Azure DevOps Agent

How to output the value of a secret variable in Azure DevOps?

2 min read.

This article explains how you can output the value of a secret variable stored in Azure DevOps. This applies both to secrets stored in a Variable Group, or Pipeline Variables stored as secrets.

Is it safe, secure and advisable to do this? No!

But is it possible? Yes it is!

Let’s get to it!

Background

There might be situations, when you want to output the value of a secret variable. Maybe you registered an app in Entra, and had a good reason not to add it to Key Vault, but still need it for your pipeline? And maybe you were a good citizen, and stored it as a secret value – so neither you, nor anyone else, can ever see it again.

Similar configuration – and a problem – can be reproduced with a Pipeline Variable:

But what if you happen to need it later for some unknown, unholy purpose that you’d rather not utter aloud to avoid repercussions?

Then you need to find a way to coerce your pipeline to share that variable value with you!

Problem

If you try to solve the issue by clicking the little “lock” icon – the value turns empty. You can’t display the value of a secret variable once it’s set.

You can, however, output it in a pipeline. But not like this:

  steps:
  - task: PowerShell@2
    inputs:
      targetType: 'inline'
      script: |
        Write-Host "My Secret Value:"
        Write-Host $(ClientSecret)

Nope. That just shows little asterisks:

And this even happens if you try to be crafty and first set the value to a local variable:

  - task: PowerShell@2
    inputs:
      targetType: 'inline'
      script: |
        $variableValue = "$(ClientSecret)"
        
        Write-Host "My Secret Value:"
        Write-Host $variableValue

Yes – this is Azure DevOps trying to save you from yourself. But we can’t have any of that, can we? 😉

Solution

I’m using a Client Secret that I’ve stored in a Variable Group in Azure DevOps’ Library. The exact same method works for a secret Pipeline Variable.
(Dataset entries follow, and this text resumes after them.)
PR #646, opened 2017-05-21
Implemented additional drawing function as per issue #603

nuhash:
Fulfills #603 

Implemented the following functions:
```
public void DrawLine(Pen pen, Point p1, Point p2)
public virtual void DrawCircle(Pen pen, int x_center, int y_center, int radius)
public virtual void DrawEllipse(Pen pen, int x_center, int y_center, int x_radius, int y_radius)
public virtual void DrawPolygon(Pen pen, PointsCollection points)
```
The `DrawLine()` function is just a wrapper on the existing one, it doesn't need to be virtual.

Implemented the following classes:
```
public class Cosmos.System.Graphics.Point
public class Cosmos.System.Graphics.PointsCollection
```

bochs_2017-05-21_23-02-33

### DIFF
--- a/source/Cosmos.System/Graphics/Canvas.cs
+++ b/source/Cosmos.System/Graphics/Canvas.cs
@@ -5,6 +5,8 @@ using System.Linq;
 using System.Text;
 using System.Threading.Tasks;
 using System.Drawing;
+using System.Collections;
+using System.Collections.ObjectModel;
 
 namespace Cosmos.System.Graphics
 {
@@ -187,6 +189,11 @@ namespace Cosmos.System.Graphics
             DrawDiagonalLine(pen, dx, dy, x1, y1);
         }
 
+        public void DrawLine(Pen pen, Point p1, Point p2)
+        {
+            DrawLine(pen, p1.X, p1.Y, p2.X, p2.Y);
+        }
+
         public void DrawLine(Pen pen, float x1, float y1, float x2, float y2)
         {
             throw new NotImplementedException();
@@ -254,6 +261,15 @@ namespace Cosmos.System.Graphics
                 if (e2 <= dy) { y++; err += dy += a; }
                 if (e2 >= dx || 2 * err > dy) { x--; err += dx += b1; }
             }
+        }
+
+        public void DrawPolygon(Pen pen, PointsCollection points)
+        {
+            for (int i = 0; i < points.Count-1; i++)
+            {
+                DrawLine(pen, points[i], points[i + 1]);
+            }
+            DrawLine(pen, points[0], points[points.Count - 1]);
         }
 
         public void DrawRectangle(Pen pen, int x, int y, int width, int height)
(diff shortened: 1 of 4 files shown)


jp2masa:
If we use Point in the future, we should use System.Drawing.Point, but structs with Sequential layout currently don't work. 
@fanoI What do you think? Should we use Point or keep it as int X and int Y?

fanoI:
Initially the API I add written mimed totally the System.Drawing one and so any method had for implementations for example DrawLine():

```cs
public void DrawLine(Pen pen, int x1, int y1, int x2, int x2);
public void DrawLine(Pen pen, Point p1, Point p2);
public void DrawLine(Pen pen, float x1, float y1, float x2, float x2);
public void DrawLine(Pen pen, Pointf p1, Pointf p2);
``` 
The versions that takes float do exist yet in the code (but not Pointf a point done with float coordinates) but are all not implemented functions... it is not clear to me how to draw a thing in position 42.15 can I draw at sub-pixel positions? Maybe with more "serious" GPU than Bochs one is possible...

We had decided that Point() (and the Rect() type) was really unuseful and so we had removed them from the CGS API.

I think @nuhash has been forced to introduce Point not for DrawLine() but for DrawPolygon() which prototype would have been "impossible" to write otherwise.

In the end if we re-introduce Point I'd say overload for DrawPixel(), DrawRectangle and so on should be added for consinstency.
I've some doubt on the necessity to create a "fake" type as PointsCollection will not be more simple to use an array directly for DrawPoligon as in System.Drawing?

```cs
public virtual void DrawPolygon(Pen pen, Point[] points)
```

jp2masa:
Maybe we can use Tuple<int, int> or int[] pointsX, int[] pointsY, but it would be a bit confusing and I don't know if Tuple works.

fanoI:
A more correct replacement of the Point struct could be a C# 7 ValueTuple that at least permits to give a name to the elements so one could do:

```cs
var point = (X: 42, Y: 42);
```

The DrawPolygon() method should be something strange as:

```cs
public virtual void DrawPolygon(Pen pen, (int X, int Y)[] points)
```
well I prefer Point in the end it seems more clear to me...

jp2masa:
@fanoI In fact, Point[] would be better than PointsCollection.

nuhash:
I added exceptions to the `DrawCircle` and `DrawEllipse` function, it just checks if the 4 axial extremes are on screen. I haven't done it for `DrawPolygon` as its handled by `DrawLine`.

I actually think that it shouldn't throw an exception, there are good reasons to want to draw offscreen (moving an object out of view, hiding the taskbar). It would be better if the offscreen draw instructions were ignored.

fanoI:
Regarding the exceptions when out of screen my idea was that was responsibility of the higher level compositor to do this reasoning that is when the object was partly out of screen only a part of the item should be drawn.

We can rethink this later in any case.

source/Cosmos.System/Graphics/Canvas.cs
```diff
@@ -303,4 +396,30 @@ protected void ThrowIfCoordNotValid(int x, int y)
...
+        }
+        int y;
+        public int Y
+        {
+            get { return y; }
+            set { y = value; }
+        }
+    }
+
+    public class PointsCollection : List<Point>
```
jp2masa: PointsCollection should be removed.

PR #670, opened 2017-06-19
Guid Impl and test

zarlo:


fanoI:
As at any call the GUID generated should be unique (a different number) there is not so much that you can test in the TestRunner I can suggest maybe this two things:

* The returned value is guaranteed to be not equal Guid.Empty so you can test for this
* The returned value should be a byte value (you can convert the returned GUID to a byte Array with ToByteArray() and check that value returned is 16)
* Do another call to NewGuid() and check that is different from the previous one you have got

Tests/Cosmos.Compiler.Tests.Bcl/System/GuidTest.cs
```diff
@@ -0,0 +1,47 @@
+﻿using Sys = System;
```
jp2masa: This isn't needed. There's no Guid type in Cosmos.System, so it can simply be `using System;`.

source/Cosmos.System.Plugs/System/GuidImpl.cs
```diff
@@ -7,9 +7,35 @@ namespace Cosmos.System.Plugs.System
...
+        private static String encode(byte[] byteArray)
+        {
+            string hexBuffer = "";
+            for (int i = 0; i < byteArray.Length; i++)
+                for (int j = 1; j >= 0; j--)
+                    hexBuffer += HEX[(byteArray[i] >> (j * 4)) & 0xF];
+            return hexBuffer;
+        }
+
+        public static Guid Empty = new Guid(0,0,0,0,0,0,0,0,0,0,0);
```
jp2masa: I think that Guid.Empty doesn't need to be plugged.

Tests/Cosmos.Compiler.Tests.Bcl/Kernel.cs
```diff
@@ -44,6 +44,8 @@ protected override void Run()
                 UnsafeCodeTest.Execute();
                 DelegatesTest.Execute();
 
+                //GuidTest.Execute();
```
jp2masa: Why is the test commented? When a test doesn't pass, you shouldn't comment it, but read the error logs and try to fix it.

source/Cosmos.System.Plugs/System/GuidImpl.cs
```diff
@@ -7,9 +7,35 @@ namespace Cosmos.System.Plugs.System
...
         {
-            return new Guid(0, 0, 0, 0, 0, 0, 0, 0, 0, 0, 0);
+            
+            Random rnd = new Random();
+            byte[] guid = new byte[16];
+            rnd.NextBytes(guid);
+            guid[6] = (byte) (0x40 | ((int) guid[6] & 0xf));
+            guid[8] = (byte) (0x80 | ((int) guid[8] & 0x3f));
+
+            return new Guid(encode(guid));
```
jp2masa: Why are you encoding the byte array to a string? There's a Guid constructor that takes a byte array as parameter.

zarlo:
most of the test is to see if is compliant with RFC 4122

jp2masa:
The problem with the tests is a stack corruption. Guid is a struct so probably it's related to how we handle structs. There are some known issues, and I'm thinking about working on it soon, so better leave this for now.

zarlo:
should i add the RFC4122 test

jp2masa:
Yes.

zarlo:
now it needs a plug -_-

`

04:26:06.568906         Msg: Error: Exception: System.Exception: 
04:26:06.568935         Msg: Native code encountered, plug required.
04:26:06.568936         Msg:   DO NOT REPORT THIS AS A BUG.
04:26:06.568937         Msg:   Please see http://www.gocosmos.org/docs/plugs/missing/
04:26:06.568939         Msg:   Need plug for: System.Int32  Interop+BCrypt.BCryptGenRandom(System.IntPtr, System.Byte*, System.Int32, System.Int32).
04:26:06.568940         Msg:   Called from :
04:26:06.568941         Msg: Interop+BCrypt::Int32 BCryptGenRandom(Byte*, Int32)
04:26:06.568943         Msg: Interop::Void GetRandomBytes(Byte*, Int32)
04:26:06.568944         Msg: System.Random::Int32 GenerateGlobalSeed()
04:26:06.568945         Msg: System.Random::Void .cctor()
04:26:06.568951         Msg: System.Random
04:26:06.568953         Msg: 
04:26:06.568954         Msg: 

`

Arawn-Davies:
I'm guessing System.Random is used?

zarlo:
System.Random is pluged

Arawn-Davies:
Moved to Pull #942

PR #672, opened 2017-06-21
Improve the NullReferenceException message

jp2masa:
The NullReferenceException message now includes the label name, the document and the line where it occurred, when that information is available.


valentinbreiz:
Why don't merge this @jp2masa ?

PR #674, opened 2017-06-23
Compiler Fixes

jp2masa:
## Changes
- Added tests for number types.
- Fixed convert opcodes.
- Implemented Not and Xor for long and ulong.
- Fixed StringHelper.GetNumberString(int).
- Moved MoveD from XS.SSE2 to XS.


Tests/Cosmos.Compiler.Tests.Bcl/System/ByteTest.cs
```diff
@@ -44,6 +44,115 @@ public static void Execute()
...
+            Assert.IsTrue(val2 == -0x0D, "Byte bitwise not doesn't work got: " + val2);
+
+            val2 = value & 0x06; // low-order bits: val2 = value & 0b0000_0110 = 0b0000_0100
+            Assert.IsTrue(val2 == 0x04, "Byte bitwise and doesn't work got: " + val2);
+
+            val2 = value | 0x06; // low-order bits: val2 = value | 0b0000_0110 = 0b0000_1110
+            Assert.IsTrue(val2 == 0x0E, "Byte bitwise or doesn't work got: " + val2);
+
+            val2 = value ^ 0x06; // low-order bits: val2 = value ^ 0b0000_0110 = 0b0000_1010
+            Assert.IsTrue(val2 == 0x0A, "Byte bitwise xor doesn't work got: " + val2);
```
fanoI: I'm unsure if these test should be part of "Byte" while yes are Byte operations in C# are done all with integers indeed 'val2' is an int variable not a Byte.

source/Cosmos.IL2CPU/IL/Conv_I2.cs
```diff
@@ -24,48 +21,45 @@ public override void Execute(_MethodInfo aMethod, ILOpCode aOpCode)
...
+            }
+            else if (xSourceSize <= 8)
+            {
+                if (xSourceIsFloat)
                 {
                     XS.SSE2.MoveSD(XMM0, ESP, sourceIsIndirect: true);
+                    XS.Add(ESP, 4);
                     XS.SSE2.ConvertSD2SIAndTruncate(EAX, XMM0);
                     XS.Set(ESP, EAX, destinationIsIndirect: true);
                 }
```
fanoI: I preferred the switch here sincerely if the intent of 'xSourceSize <= 4' was that sizes 1 (byte) and 2 (short) should have been comprised I preferred this:

```
case 1:
case 2:
case 4:
   [...]
```
So you avoid to accept size 3 by accident...

 else if (xSourceSize <= 8) is yet less clear we want accept really size 5, 6 and 7? I think not...

IMHO the ideal as now C# 7 support will be to use type pattern matching in all these case so we avoid the annoying xSourceIsFloat tests too:

https://visualstudiomagazine.com/articles/2017/02/01/pattern-matching.aspx

Tests/Cosmos.Compiler.Tests.Bcl/System/ByteTest.cs
jp2masa: The compiler uses stack size 1 for bytes.

source/Cosmos.IL2CPU/IL/Conv_I2.cs
jp2masa: I think that we should optimize code.

fanoI: Well but switch could be more efficient that if / else if / else (in assembler a switch could become a jump table) and I think it was more clear before what was the intent.

jp2masa: Example of Conv_I1 switch with pattern matching: https://gist.github.com/jp2masa/2a4bd6ddf12cf03848eed83688371c50
Is this your suggestion?

fanoI: If we had a sort of enum on the internal types it will be yet more better and clear the intent:

```cs
switch (xSourceType)
{
    case xSourceType.Byte:
        XS.Pop(EAX);
        XS.MoveSignExtend(EAX, AL);
        XS.Push(EAX);
        break;
    case 4 when xSourceIsFloat:
        XS.SSE.MoveSS(XMM0, ESP, sourceIsIndirect: true);
        XS.SSE.ConvertSS2SIAndTruncate(EAX, XMM0);
        XS.MoveSignExtend(EAX, AL);
        XS.Set(ESP, EAX, destinationIsIndirect: true);
        break;
    case 8 when !xSourceIsFloat:
        XS.Pop(EAX);
        XS.Add(ESP, 4);
        XS.MoveSignExtend(EAX, AL);
        XS.Push(EAX);
        break;
    case 8 when xSourceIsFloat:
        XS.SSE2.MoveSD(XMM0, ESP, sourceIsIndirect: true);
        XS.Add(ESP, 4);
        XS.SSE2.ConvertSD2SIAndTruncate(EAX, XMM0);
        XS.Set(ESP, EAX, destinationIsIndirect: true);
        break;
    default:
        throw new NotImplementedException($"Cosmos.IL2CPU.x86->IL->Conv_I1.cs->Error: StackSize ${xSourceSize} for ${(xSourceIsFloat ? "float" : "non float")} not supported");
}
```

jp2masa: The problem is that stack size 1, 2 and 4 are different, as they need to be handled differently in load instructions (stack sizes 1 and 2 need to be extended), so I can't think of a simple way of matching "stack size 1, 2 or 4 and not float".

jp2masa: I updated the gist. I think that having an enum with the internal types would be a bit hard to maintain and it would affect the compiler performance.

fanoI: A thing that has never been clear to me: when we say xSourceSize we are in some way guaranteed that in reality the value is Int32 / UInt32 / IntPtr / UIntPtr? Or a struct as this will pass giving not the expected results:

```cs
stuct ImNotAnInt {
    byte a;
    byte b;
    byte c;
    byte d;
}
```

I'm pretty sure that the .Net Jitter has an Enum corresponding with the types defined in ECMA (that is not always are the same of the ones exposed by C#).
For example they are talking of TYP_CHAR vs TYP_USHORT here: https://github.com/dotnet/coreclr/issues/12983

jp2masa: The stack types are verified by the compiler. For example, for OpNone: https://github.com/CosmosOS/Cosmos/blob/master/source/Cosmos.IL2CPU/ILOpCodes/OpNone.cs#L519.

fanoI: I've tried the pattern matching code with TryRoslyn it seems the second check "when xSourceIsFloat" is not needed as it does a sort of if (with return) and "implicit" else pretty clever... it uses goto but well is generated code and maybe thing makes thing faster so...
https://goo.gl/b785Vx

jp2masa: As the compiler checks for the types, I think that using if..else if will be much faster and it won't fail. The number of IL opcodes for if..else if is about less 50 than for switch.

PR #690, opened 2017-07-03
Just a little modification

valentinbreiz:
I just change the installation icon for better rendering.


jp2masa:
I don't know if the quality of the image is better or worse.
Original: https://raw.githubusercontent.com/CosmosOS/Cosmos/master/Setup/images/cosmos_small.bmp
Modified: https://raw.githubusercontent.com/valentinbreiz/Cosmos/77c36d84e3020eb8dc9105498f558e554fa67fcc/Setup/images/cosmos_small.bmp
In the original image the background seems to be slightly darker and the border of the letter C is more visible.

valentinbreiz:
@jp2masa it changes the background color. Now in the setup there is just the Cosmos logo and not the grey background..

jp2masa:
In fact, the background should be white, but I'm not sure about the border of the letter C, it shouldn't be changed.

valentinbreiz:
It is not important, it is pretty good, I tried !

jp2masa:
Actually, I think that bmp images don't have transparency, so the background should really be white.

PR #100, opened 2020-05-20
Store VCFs by their start position instead of end position

joe-maley:
This change replaces the "end_pos" dimension with a "start_pos" dimension. The
"real_end_pos" attribute has been replaced with a "real_start_pos" attribute.

This patch bumps the format version from V2 to V3. This patch is backwards
compatible for reading/exporting V2 arrays and ingesting new samples onto
an existing V2 array.

Design changes for backwards compatibility:
- The WriterWorker is now an abstract interface with two implementations:
  WriterWorkerV2 and WriterWorkerV3.
- RecordHeap has been renamed RecordHeapV2 and a new RecordHeapV3 has been
  introduced for the V3 write path.
- The read path has introduced a few branches and a v2/v3 function routines,
  rather than using entirely separate classes for each path.

Notable changes:
1. We probably don't need the min-heap anymore because input is already sorted
in ascending order on start positions. To minimize this change set, the V3 heap
is left as-is with two minor changes:
  a. Inputs are sorted on their start position (real or anchor).
  b. Nodes in the min-heap have a flag for determining if it the last node in
     a record. This is required because the ingestion algorithim currently
     expects a non-anchor node to signify the end of a record. With the
     non-anchor now at the front, the ingestion algorithm breaks.

2. The V3 read path now queries the anchor gap to the left of the user's query
   instead of the right.

3. I had to re-create the unit test arrays ("ingestion_2samples",
   "ingestion_2samples_GT_DP_PL"). Two issues:
   a. In the exporter unit test, reader output may be re-arranged because the
      heap is no longer sorting by end point. The data is still correct, but
      in a different order.
   b. I don't know if this is a bug or user error: but I could not get the
      new arrays to contain the filter columns. I performed the same re-creation
      on `master` to verify this bug or user error is unrelated to this patch.
      I had to modify both the C++ reader unit test and the python unit test
      to no longer expect filters when reading.

Note that the existing arrays have been moved from 'arrays' to 'arrays/v2' and
the new arrays are located in 'arrays/v3'.

### DIFF
--- a/libtiledbvcf/src/read/reader.cc
+++ b/libtiledbvcf/src/read/reader.cc
@@ -332,6 +332,7 @@ void Reader::read() {
 void Reader::init_for_reads() {
   read_state_.batch_idx = 0;
   read_state_.sample_batches = prepare_sample_batches();
+  read_state_.last_intersecting_region_idx_ = 0;
 
   init_exporter();
   prepare_regions(&read_state_.regions, &read_state_.query_regions);
@@ -577,8 +578,15 @@ bool Reader::process_query_results() {
         intersecting.second == std::numeric_limits<uint32_t>::max())
       continue;
 
-    // Report all intersections.
-    for (size_t j = intersecting.first; j <= intersecting.second; j++) {
+    // Report all intersections. If the previous read returned before
+    // reporting all intersecting regions, 'last_intersecting_region_idx_'
+    // will be non-zero. All regions with an index less-than
+    // 'last_intersecting_region_idx_' have already been reported, so we
+    // must avoid reporting them multiple times.
+    size_t j = read_state_.last_intersecting_region_idx_ > 0 ?
+                   read_state_.last_intersecting_region_idx_ :
+                   intersecting.first;
+    for (; j <= intersecting.second; j++) {
       const auto& reg = read_state_.regions[j];
       const uint32_t reg_min = reg.seq_offset + reg.min;
       const uint32_t reg_max = reg.seq_offset + reg.max;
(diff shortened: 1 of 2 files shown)


joe-maley:
@Shelnutt2 This patch contains the backwards compatibility logic from V3 to V2. The WIP branch that was previously up for review (here: https://github.com/TileDB-Inc/TileDB-VCF/pull/99) contains the logic for moving to the start position from end position. It may be easier to review that patch for the logic unrelated to backwards compatibility and then return to this patch to check the V2/V3 paths.

libtiledbvcf/test/src/unit-vcf-store.cc
```diff
@@ -448,4 +448,42 @@ TEST_CASE("TileDB-VCF: Test ingest 100", "[tiledbvcf][ingest]") {
 
   if (vfs.is_dir(dataset_uri))
     vfs.remove_dir(dataset_uri);
+}
+
+TEST_CASE("TileDB-VCF: Write to existing V2 array", "[tiledbvcf][ingest][v2]") {
```
joe-maley, line 453: This test modifies an existing array for purposes of ingesting new samples into an existing V2 array. It contains a shell-command to copy the array directory. I didn't want to spend the time introducing boost to do this in a safe cross-platform way because we're only running CI on Linux. If this was in the library code I would have at least used the POSIX apis, but left this as-is for a unit test.

joe-maley:
I've updated this PR with the recent fix (https://github.com/TileDB-Inc/TileDB-VCF/pull/104) in the V3 path. I've also tested this to work properly on the same V2 array that was tested on.

PR #102, opened 2020-05-30
Update TileDB to 2.0.3 for superbuild

Shelnutt2:
Update TileDB to 2.0.3 for superbuild


Shelnutt2:
> Nice. Should we bump to 0.4.2?

That is the plan. I've added the spark/java version bump to this PR. We'll include this and your README updates and do a 0.4.2 release.

PR #106, opened 2020-06-08
Fix over-allocating attribute buffers

joe-maley:
When VCF is given a memory budget of N, N/2 is given to the core while
the other N/2 are given to the VCF reader.

The VCF reader allocates M attribute buffers, where each buffer should have
a size of (N/2)/M, but it currently is allocated N/2 for _each_ buffer,
which over-allocates the VCF reader by a scale of M.

This fixes the issue.

### DIFF
--- a/libtiledbvcf/src/dataset/attribute_buffer_set.cc
+++ b/libtiledbvcf/src/dataset/attribute_buffer_set.cc
@@ -22,8 +22,10 @@ void AttributeBufferSet::allocate_fixed(
 
   // Requesting 0 MB will result in a 1 KB allocation. This is used by the
   // tests to test the path of incomplete TileDB queries.
-  nbytes = mem_budget_mb == 0 ? 1024 : (mem_budget_mb * 1024 * 1024);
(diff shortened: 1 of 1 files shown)


libtiledbvcf/src/dataset/attribute_buffer_set.cc
```diff
@@ -22,8 +22,10 @@ void AttributeBufferSet::allocate_fixed(
 
   // Requesting 0 MB will result in a 1 KB allocation. This is used by the
   // tests to test the path of incomplete TileDB queries.
-  nbytes = mem_budget_mb == 0 ? 1024 : (mem_budget_mb * 1024 * 1024);
-  num_offsets = nbytes / sizeof(uint64_t);
+  if (mem_budget_mb == 0) {
```
joe-maley, line 25: See line 20 for context. The issue is that the correct allocation is set on line 20, but we're overwriting it here (line 25 on the original) with the incorrect allocation by not dividing by num_buffers.

joe-maley:
@Shelnutt2 Is there any reason to hold this PR?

But in order to be able to output our secret variable, we need to make Azure DevOps think we’re not trying to show the secret to anyone. We need some special tactics.

And that special tactics is called – drumroll, please – ToCharArray()!

By changing the variable to a character array instead of a string, it’s safe from being masked.

  - task: PowerShell@2
    inputs:
      targetType: 'inline'
      script: |
        # Get the string value of the secret
        $variableValue = "$(ClientSecret)"

        # Split the string into individual characters
        $characters = $variableValue.ToCharArray()

        Write-Host "My Secret Value:"
        Write-Host $characters

This will give you this delicious output:

Yes – that’s indeed the secret value as a character array, neatly echoed to your logs with spaces between character values.

Easy to copy-paste out of there – just remember to remove the extra spaces!